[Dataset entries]
□ □ □ □

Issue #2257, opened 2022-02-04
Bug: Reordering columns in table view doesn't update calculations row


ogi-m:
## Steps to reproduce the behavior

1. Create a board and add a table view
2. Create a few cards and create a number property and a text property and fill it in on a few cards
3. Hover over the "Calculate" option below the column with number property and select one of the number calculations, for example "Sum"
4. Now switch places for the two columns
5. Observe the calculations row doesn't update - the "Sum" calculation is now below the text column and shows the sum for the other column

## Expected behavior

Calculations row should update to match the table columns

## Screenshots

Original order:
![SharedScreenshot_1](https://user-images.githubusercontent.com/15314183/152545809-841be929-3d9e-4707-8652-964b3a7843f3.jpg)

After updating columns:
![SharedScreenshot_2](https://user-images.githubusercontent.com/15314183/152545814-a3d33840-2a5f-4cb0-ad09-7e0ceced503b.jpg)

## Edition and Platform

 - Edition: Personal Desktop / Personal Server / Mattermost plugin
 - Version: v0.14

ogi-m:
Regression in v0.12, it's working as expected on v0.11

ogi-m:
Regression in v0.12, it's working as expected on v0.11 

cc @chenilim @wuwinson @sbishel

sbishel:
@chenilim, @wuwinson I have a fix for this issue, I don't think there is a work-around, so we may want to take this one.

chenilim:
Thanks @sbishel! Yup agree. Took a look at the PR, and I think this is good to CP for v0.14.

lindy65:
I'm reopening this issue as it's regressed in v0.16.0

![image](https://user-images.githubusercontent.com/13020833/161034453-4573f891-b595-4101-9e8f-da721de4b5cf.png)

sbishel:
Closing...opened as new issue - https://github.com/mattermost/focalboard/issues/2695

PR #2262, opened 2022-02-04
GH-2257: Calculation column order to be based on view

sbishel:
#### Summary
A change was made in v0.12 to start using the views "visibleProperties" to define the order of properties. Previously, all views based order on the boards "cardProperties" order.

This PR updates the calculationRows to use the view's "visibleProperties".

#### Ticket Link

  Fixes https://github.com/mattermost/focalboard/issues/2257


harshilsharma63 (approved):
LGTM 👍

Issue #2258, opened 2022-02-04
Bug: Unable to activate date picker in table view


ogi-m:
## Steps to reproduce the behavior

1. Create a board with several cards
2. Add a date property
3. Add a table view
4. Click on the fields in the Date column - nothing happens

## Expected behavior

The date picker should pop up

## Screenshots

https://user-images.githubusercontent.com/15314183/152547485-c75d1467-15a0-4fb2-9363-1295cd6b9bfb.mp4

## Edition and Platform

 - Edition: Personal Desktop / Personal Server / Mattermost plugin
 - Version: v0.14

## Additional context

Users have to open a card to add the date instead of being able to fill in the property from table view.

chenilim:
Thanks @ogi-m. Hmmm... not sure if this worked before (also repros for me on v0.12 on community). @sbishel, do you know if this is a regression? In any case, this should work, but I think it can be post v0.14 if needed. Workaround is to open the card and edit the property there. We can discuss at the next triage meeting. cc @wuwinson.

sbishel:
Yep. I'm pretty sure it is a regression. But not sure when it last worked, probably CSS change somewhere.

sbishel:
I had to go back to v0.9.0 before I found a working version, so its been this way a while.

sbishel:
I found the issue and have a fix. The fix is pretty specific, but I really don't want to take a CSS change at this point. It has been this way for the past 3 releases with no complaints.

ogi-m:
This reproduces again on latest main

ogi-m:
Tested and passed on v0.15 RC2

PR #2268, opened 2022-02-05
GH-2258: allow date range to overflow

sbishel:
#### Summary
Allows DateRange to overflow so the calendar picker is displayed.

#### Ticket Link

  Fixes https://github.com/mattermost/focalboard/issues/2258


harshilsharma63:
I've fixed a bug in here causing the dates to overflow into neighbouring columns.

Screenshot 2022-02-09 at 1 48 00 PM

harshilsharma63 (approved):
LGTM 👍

□ □ □ □

Exercise description ▸
Retype only this range exactly: the first line of the data through the line where "3. Hover over" appears.

Response below ▸
Issue #2257, opened 2022-02-04
Bug: Reordering columns in table view doesn't update calculations row


ogi-m:
## Steps to reproduce the behavior

1. Create a board and add a table view
2. Create a few cards and create a number property and a text property and fill it in on a few cards
3. Hover over the "Calculate" option below the column with number property and select one of the number calculations, for example "Sum"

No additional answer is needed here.